## ABOUT THIS EXERCISE
From the first line of the records through the line containing "This PR now", retype every line exactly and nothing else.

## Stored data entries

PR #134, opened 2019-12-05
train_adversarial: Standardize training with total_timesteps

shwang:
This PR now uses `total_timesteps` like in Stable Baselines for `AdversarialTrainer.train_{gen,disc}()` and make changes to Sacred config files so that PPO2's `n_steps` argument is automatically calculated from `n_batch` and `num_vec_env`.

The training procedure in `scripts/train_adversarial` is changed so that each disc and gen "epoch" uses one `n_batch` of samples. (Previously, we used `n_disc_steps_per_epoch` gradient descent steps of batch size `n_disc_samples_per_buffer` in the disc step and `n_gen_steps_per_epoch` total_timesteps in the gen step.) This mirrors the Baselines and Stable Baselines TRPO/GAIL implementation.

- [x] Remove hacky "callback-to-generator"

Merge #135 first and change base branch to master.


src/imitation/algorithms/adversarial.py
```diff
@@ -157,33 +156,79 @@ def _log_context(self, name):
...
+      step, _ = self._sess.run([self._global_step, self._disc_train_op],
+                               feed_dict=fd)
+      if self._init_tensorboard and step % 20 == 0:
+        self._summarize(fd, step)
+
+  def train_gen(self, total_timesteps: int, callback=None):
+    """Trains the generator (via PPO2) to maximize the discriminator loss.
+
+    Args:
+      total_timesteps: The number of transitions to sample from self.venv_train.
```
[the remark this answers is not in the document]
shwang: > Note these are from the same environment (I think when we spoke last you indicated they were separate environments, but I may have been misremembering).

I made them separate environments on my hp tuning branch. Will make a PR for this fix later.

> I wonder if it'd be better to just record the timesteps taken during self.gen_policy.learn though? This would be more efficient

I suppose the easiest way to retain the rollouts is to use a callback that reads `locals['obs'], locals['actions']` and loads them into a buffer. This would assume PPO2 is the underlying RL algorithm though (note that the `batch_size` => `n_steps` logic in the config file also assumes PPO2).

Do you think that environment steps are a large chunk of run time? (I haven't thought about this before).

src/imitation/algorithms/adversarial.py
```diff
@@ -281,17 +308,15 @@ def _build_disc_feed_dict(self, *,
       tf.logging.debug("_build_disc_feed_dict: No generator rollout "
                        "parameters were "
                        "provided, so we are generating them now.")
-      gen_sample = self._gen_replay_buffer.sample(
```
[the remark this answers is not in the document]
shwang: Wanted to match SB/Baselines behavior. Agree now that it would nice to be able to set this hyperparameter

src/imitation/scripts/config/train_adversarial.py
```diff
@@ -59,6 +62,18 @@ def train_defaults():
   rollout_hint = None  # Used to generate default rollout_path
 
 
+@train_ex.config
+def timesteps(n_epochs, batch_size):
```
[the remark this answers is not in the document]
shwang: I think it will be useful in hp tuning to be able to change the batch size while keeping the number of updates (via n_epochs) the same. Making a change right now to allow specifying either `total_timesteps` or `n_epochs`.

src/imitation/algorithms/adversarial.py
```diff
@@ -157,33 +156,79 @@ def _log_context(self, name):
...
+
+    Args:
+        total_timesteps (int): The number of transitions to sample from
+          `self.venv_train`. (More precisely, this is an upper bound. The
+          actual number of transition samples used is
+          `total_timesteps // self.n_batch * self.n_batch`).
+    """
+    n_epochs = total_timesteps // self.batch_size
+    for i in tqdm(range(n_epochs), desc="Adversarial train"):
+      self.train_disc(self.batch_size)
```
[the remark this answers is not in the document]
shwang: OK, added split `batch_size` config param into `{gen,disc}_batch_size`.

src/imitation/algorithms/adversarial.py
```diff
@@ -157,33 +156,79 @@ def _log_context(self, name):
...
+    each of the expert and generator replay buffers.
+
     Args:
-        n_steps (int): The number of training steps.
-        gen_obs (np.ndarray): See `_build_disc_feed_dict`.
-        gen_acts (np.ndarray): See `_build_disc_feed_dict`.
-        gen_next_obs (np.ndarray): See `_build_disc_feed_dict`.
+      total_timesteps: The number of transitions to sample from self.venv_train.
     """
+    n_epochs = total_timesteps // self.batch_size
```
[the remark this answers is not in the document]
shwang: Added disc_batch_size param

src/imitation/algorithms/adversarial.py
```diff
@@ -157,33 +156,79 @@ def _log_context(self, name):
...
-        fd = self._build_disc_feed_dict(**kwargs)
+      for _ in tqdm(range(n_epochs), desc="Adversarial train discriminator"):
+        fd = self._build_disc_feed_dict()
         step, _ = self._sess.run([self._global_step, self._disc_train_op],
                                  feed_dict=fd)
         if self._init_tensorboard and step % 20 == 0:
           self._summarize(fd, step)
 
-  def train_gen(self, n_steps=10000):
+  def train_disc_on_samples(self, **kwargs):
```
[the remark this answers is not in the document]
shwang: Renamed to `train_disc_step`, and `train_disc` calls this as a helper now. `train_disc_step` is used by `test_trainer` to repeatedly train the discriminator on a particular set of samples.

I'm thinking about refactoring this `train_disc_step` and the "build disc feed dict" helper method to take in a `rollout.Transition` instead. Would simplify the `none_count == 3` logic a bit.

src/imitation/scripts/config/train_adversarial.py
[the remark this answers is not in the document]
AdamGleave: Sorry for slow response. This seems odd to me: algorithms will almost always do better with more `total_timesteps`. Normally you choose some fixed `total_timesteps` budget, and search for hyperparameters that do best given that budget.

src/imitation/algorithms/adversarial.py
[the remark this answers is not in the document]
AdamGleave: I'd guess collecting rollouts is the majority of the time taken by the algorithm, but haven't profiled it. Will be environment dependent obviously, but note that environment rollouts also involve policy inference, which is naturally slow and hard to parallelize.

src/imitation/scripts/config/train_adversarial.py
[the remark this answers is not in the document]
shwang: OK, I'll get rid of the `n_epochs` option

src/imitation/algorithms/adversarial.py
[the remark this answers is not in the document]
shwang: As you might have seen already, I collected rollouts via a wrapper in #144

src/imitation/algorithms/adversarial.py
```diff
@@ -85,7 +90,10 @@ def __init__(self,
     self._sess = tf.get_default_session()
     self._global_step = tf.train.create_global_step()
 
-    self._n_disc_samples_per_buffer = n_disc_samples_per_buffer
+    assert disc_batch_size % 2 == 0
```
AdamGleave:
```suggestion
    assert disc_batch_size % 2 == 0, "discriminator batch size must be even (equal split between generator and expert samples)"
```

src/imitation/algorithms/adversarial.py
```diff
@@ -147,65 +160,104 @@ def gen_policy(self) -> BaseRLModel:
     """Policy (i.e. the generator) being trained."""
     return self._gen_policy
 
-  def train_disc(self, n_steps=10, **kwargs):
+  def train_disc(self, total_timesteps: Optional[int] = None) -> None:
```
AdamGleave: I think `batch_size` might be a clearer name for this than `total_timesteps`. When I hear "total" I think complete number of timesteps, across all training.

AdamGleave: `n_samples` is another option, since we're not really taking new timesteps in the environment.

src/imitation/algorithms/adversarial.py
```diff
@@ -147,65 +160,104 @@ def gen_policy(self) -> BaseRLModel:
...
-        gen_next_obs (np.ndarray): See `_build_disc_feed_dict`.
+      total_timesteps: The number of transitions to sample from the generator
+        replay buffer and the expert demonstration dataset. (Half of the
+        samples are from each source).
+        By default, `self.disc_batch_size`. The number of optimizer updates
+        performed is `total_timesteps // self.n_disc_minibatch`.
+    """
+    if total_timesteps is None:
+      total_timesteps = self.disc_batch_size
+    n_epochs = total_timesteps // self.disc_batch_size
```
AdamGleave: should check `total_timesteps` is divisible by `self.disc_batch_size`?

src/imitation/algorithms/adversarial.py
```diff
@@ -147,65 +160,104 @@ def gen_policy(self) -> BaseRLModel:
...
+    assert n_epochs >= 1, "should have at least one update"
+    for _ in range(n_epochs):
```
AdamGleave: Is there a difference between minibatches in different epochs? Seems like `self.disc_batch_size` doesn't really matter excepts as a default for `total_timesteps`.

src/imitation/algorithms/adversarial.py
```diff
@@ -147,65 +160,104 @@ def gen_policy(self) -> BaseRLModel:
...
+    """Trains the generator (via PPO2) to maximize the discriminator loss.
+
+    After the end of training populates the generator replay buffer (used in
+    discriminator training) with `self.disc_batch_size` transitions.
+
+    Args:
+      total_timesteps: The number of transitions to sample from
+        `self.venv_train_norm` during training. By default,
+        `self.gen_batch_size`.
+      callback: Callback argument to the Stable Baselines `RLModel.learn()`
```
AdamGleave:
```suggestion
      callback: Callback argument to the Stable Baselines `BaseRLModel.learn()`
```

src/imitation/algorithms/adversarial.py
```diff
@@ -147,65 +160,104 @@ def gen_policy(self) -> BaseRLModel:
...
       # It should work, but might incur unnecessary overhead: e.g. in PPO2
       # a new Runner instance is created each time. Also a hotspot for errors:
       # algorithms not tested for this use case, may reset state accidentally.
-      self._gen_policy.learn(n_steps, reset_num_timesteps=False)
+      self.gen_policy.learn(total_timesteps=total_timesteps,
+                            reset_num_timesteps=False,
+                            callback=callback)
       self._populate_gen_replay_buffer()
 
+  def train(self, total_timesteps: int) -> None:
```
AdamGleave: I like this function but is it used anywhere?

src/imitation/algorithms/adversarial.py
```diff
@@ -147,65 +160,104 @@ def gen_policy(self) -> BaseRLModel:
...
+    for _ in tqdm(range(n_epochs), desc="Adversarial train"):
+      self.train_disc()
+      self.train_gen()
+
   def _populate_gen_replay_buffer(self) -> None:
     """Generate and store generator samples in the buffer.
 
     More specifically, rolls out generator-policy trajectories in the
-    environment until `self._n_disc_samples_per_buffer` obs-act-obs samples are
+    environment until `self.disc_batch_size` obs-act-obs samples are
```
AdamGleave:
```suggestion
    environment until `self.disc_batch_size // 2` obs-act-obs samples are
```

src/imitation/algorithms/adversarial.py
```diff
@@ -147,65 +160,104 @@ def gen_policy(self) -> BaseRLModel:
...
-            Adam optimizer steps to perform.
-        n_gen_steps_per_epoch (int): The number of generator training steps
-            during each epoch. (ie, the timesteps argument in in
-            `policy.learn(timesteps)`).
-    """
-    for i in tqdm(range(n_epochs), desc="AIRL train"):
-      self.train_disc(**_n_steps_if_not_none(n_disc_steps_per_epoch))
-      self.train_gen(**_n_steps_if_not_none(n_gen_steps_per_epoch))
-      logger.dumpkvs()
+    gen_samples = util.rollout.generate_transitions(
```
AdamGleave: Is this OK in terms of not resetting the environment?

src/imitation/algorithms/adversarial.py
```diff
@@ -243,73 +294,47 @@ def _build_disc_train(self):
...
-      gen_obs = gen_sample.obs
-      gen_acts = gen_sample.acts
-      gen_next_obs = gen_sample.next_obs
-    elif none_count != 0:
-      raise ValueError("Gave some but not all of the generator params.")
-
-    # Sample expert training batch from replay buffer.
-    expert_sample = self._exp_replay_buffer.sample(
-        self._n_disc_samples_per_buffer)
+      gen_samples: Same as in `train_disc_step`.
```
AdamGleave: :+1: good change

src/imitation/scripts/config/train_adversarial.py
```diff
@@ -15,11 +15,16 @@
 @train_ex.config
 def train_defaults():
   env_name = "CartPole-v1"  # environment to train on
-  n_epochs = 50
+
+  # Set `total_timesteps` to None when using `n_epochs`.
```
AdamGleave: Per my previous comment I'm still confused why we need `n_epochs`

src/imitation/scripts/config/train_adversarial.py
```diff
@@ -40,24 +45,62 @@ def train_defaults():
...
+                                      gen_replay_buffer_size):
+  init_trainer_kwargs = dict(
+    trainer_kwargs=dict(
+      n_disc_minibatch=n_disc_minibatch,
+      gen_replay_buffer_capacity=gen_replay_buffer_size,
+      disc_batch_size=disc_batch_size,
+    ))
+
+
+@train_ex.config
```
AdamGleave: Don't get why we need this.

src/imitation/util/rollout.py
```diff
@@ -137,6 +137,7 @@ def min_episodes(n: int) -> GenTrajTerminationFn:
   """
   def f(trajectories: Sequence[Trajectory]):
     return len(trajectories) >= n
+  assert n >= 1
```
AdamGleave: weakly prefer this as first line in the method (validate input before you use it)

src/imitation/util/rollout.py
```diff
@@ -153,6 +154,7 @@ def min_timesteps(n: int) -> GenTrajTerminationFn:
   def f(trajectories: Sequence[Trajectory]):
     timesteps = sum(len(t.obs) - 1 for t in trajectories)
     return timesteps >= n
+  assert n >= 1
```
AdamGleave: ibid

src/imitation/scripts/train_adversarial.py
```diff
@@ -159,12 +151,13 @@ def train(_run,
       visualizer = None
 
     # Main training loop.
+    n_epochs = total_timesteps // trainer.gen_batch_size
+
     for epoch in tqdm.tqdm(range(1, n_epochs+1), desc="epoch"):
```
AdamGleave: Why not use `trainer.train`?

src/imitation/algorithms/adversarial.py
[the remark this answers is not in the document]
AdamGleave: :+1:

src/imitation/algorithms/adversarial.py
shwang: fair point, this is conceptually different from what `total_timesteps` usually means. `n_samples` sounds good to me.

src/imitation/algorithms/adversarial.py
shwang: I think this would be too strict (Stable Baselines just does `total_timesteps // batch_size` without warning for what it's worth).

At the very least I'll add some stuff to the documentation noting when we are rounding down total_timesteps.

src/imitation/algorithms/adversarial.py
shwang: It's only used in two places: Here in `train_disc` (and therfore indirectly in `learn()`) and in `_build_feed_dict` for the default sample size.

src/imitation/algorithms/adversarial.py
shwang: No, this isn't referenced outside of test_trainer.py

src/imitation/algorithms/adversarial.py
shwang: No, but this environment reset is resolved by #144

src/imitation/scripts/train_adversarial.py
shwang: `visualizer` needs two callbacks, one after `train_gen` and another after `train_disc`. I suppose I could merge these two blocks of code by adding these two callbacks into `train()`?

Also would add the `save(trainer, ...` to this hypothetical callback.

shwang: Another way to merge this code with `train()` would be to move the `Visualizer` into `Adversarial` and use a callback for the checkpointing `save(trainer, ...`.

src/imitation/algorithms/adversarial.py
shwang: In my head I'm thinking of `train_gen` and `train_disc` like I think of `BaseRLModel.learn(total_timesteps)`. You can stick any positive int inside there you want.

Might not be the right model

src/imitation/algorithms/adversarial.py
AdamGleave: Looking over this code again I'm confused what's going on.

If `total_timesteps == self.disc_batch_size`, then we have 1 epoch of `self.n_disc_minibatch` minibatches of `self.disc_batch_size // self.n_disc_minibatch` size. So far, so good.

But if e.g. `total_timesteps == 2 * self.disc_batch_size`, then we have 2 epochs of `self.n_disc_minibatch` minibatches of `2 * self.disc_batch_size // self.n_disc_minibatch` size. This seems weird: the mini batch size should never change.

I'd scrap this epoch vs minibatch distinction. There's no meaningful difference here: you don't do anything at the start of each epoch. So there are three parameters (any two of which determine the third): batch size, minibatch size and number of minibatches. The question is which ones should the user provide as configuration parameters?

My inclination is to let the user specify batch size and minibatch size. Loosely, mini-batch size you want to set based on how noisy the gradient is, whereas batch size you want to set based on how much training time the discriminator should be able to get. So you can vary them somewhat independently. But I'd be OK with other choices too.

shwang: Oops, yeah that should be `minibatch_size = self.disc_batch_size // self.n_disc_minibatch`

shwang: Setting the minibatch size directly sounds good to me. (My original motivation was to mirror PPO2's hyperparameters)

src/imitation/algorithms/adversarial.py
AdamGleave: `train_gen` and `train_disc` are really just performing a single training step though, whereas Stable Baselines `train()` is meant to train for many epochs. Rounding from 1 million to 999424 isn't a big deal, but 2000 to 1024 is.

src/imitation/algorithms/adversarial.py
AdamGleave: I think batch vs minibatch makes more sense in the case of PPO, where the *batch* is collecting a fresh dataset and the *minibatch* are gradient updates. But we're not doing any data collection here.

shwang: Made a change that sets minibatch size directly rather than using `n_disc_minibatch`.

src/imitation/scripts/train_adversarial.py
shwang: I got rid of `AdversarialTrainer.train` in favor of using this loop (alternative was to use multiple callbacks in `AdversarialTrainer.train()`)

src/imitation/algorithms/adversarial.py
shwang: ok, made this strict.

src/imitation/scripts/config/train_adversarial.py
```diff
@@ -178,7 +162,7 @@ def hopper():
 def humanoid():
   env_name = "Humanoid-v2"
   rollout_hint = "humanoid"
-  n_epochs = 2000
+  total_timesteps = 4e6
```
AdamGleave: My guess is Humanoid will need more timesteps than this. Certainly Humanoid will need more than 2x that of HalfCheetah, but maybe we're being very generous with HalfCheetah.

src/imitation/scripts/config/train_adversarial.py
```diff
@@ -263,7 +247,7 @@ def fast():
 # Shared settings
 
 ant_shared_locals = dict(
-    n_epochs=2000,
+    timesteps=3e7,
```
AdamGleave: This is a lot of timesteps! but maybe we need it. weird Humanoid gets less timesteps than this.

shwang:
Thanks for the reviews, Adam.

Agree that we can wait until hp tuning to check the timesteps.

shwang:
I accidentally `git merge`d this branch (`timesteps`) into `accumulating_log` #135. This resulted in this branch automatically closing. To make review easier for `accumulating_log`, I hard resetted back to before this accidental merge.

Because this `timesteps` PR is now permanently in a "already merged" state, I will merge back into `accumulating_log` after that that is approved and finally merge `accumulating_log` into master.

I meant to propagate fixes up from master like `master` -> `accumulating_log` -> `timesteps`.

## ANSWER TO THIS TASK
PR #134, opened 2019-12-05
train_adversarial: Standardize training with total_timesteps

shwang:
This PR now uses `total_timesteps` like in Stable Baselines for `AdversarialTrainer.train_{gen,disc}()` and make changes to Sacred config files so that PPO2's `n_steps` argument is automatically calculated from `n_batch` and `num_vec_env`.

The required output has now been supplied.